В этой наотмашь бьющей характеристике Дорошевича только ли раздражение в связи с гонорарными «обидами», чинимыми газетой близким людям? Пребывающий на «горних высях» поэт может, разумеется, считать газетчика «человеком улицы», «плоским», «бездарным». Но «мерзавец» — это уже явная нетерпимость, если не злоба. Блок злится, он и сам это признает. И уже не только Дорошевич — «мерзавец», но и Сытин всего лишь «купчина», «дурак и жила». Когда болит душа за друзей, где уж тут помнить о том, что Сытин, дав народу дешевую книгу, много сделал для его просвещения. Что Дорошевичу прежде всего «Русское слово» обязано своим успехом, а большие деньги, получаемые им, — это плата за колоссальный труд, который и не снился друзьям Блока. Более 60 тысяч строк в год! Почти 200 строк в день! Не все в них равноценно, но это было слово, с которого читатель за утренним чаем начинал знакомиться с очередным номером газеты. И давались эти строки их автору совсем не легко. По свидетельству Августы Даманской упоминание в его присутствии о легкости, с которой он пишет, выводило его из себя: «Легкость, с какой я пишу… Кто может знать, как и сколько я писал свой „маленький фельетон“ или свой еженедельный фельетон… Сел и написал, и получил большой гонорар. Надо быть идиотом для таких догадок. Я пишу свой фельетон целую неделю. Днем и ночью — когда сижу за редакторским столом, и когда бреюсь, и когда принимаю ванну. Думаю, додумываю, меняю, добавляю, зачеркиваю, перечеркиваю. И только потому выходит у меня неплохо. Потому что я труженик, потому что я умею трудиться»[1175]

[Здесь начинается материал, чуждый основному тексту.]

PR #89, opened 2022-04-09
fix and extend htop completions

xpufx:
I noticed htop was suggesting -v for --version but it should be -V .  (Checked on alpine, fedora, nixos and ubuntu)
Also added some missing options based on htop --help .

I actually don't know how to write completion files but tested the changes. Feel free to make any changes or ignore the pull request and copy to master directly.

### DIFF
--- a/Completion/Linux/Command/_htop
+++ b/Completion/Linux/Command/_htop
@@ -1,11 +1,15 @@
 #compdef htop
 
 _arguments -S : \
-  '(-d --delay)'{-d+,--delay=}'[update frequency]:duration (tenths of seconds)' \
   '(-C --no-color --no-colour)'{-C,--no-colo{,u}r}'[monochrome mode]' \
+  '(-d --delay)'{-d+,--delay=}'[Set the delay between updates]:duration (tenths of seconds)' \
+  '(-F --filter)'{-F+,--Filter=}'[Show only the commands matching the given filter]' \
   '(-)'{-h,--help}'[display usage information]' \
+  '(M --no-mouse)'{-M,--no-mouse}'[Disable the mouse]' \
   \*{-p+,--pid=}'[show given pids]: : _sequence -n ${$(</proc/sys/kernel/pid_max)\:-32768} _pids' \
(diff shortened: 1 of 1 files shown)


okdana:
Some comments on this function (not necessarily your changes specifically):

* Descriptions shouldn't use sentence case (don't capitalise the first letter)

* The wording given in the command's help/manual isn't necessarily what's best or conventional for completion. e.g. 'display version information' is the usual wording we use for `--version`, and i think we generally prefer to omit unnecessary articles and stuff

* The `--delay` description could make use of Oliver's recent updates re: units/ranges/defaults. The default isn't mentioned in the manual but it seems to be 15 (1.5 seconds)

* `--filter` should be lower-case, and maybe we want to complete something there? I think it's just a case-insensitive sub-string search, so it could be anything, but it might be nice to complete command names or path components. At the very least we can add a more helpful description

* The PID limit on `_sequence` is kind of weird. It's probably wrong on most non-Linux systems (i know it is on macOS), and even where it isn't, the user would probably hit `ARG_MAX` before they could reach the PID limit, and even where they wouldn't, are we really that worried that a user will complete tens of thousands of PIDs lol

* `--sort-key` completion is broken on htop 3.1.2 (works on 2.2.0)

* There are a few other options missing from here, like `--highlight-changes` and the Linux-only `--drop-capabilities`

I may use this patch as a basis for a larger update (would credit you obv)

okdana:
np, your change is perfectly fine aside from those very minor wording issues

okdana:
Sorry for the delay. I expected the 5.9 release to move a little more swiftly so i procrastinated on this

I've posted my improved patch to the ML: https://www.zsh.org/mla/workers/2022/msg00506.html

This change might be too big to go in before 5.9, but i'm double-checking on that. Feel free to test or provide feedback in the mean time, if you like

PS: Since you did the initial work on this i intend to commit it in your name. Please let me know if you object

xpufx:
@okdana You've done most of the work. Please commit in your name.

okdana:
I've pushed my change in eec9882d04661b1114e93b6bf6129453fae6f5a1, it will ship with zsh 5.9

I committed it in my name as you requested. Thanks for the initial work you did on it, anyway. Please let us know if you find any other problems with it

. Слова эти подтверждают воспоминания Чуковского, наблюдавшего в московских номерах Елисеева, как Дорошевич «пишет свои статьи. Перед ним лежала груда бумажек, каждая величиною с игральную карту, на каждой бумажке он писал одну строку. Если строка не годилась, он швырял бумажку на пол, брал другую, писал новый вариант той же строки, если и этот не нравился, он швырял на пол этот. Пол был усеян такими вариантами забракованных строк»[1176]. А вот свидетельство работавшего недолгое время в «Русском слове» журналиста И. А. Волкова: «Работал Дорошевич добросовестно и много, и знаменитый лаконический стиль его фельетонов давался ему не так легко. Говорят, случалось, что иногда крохотная строчка, из одного слова и талантливо поставленной точки, стоила Дорошевичу долгого обдумывания. А публика, читая эти фельетоны, восхищалась и удивлялась:— Как легко написано!»[1177]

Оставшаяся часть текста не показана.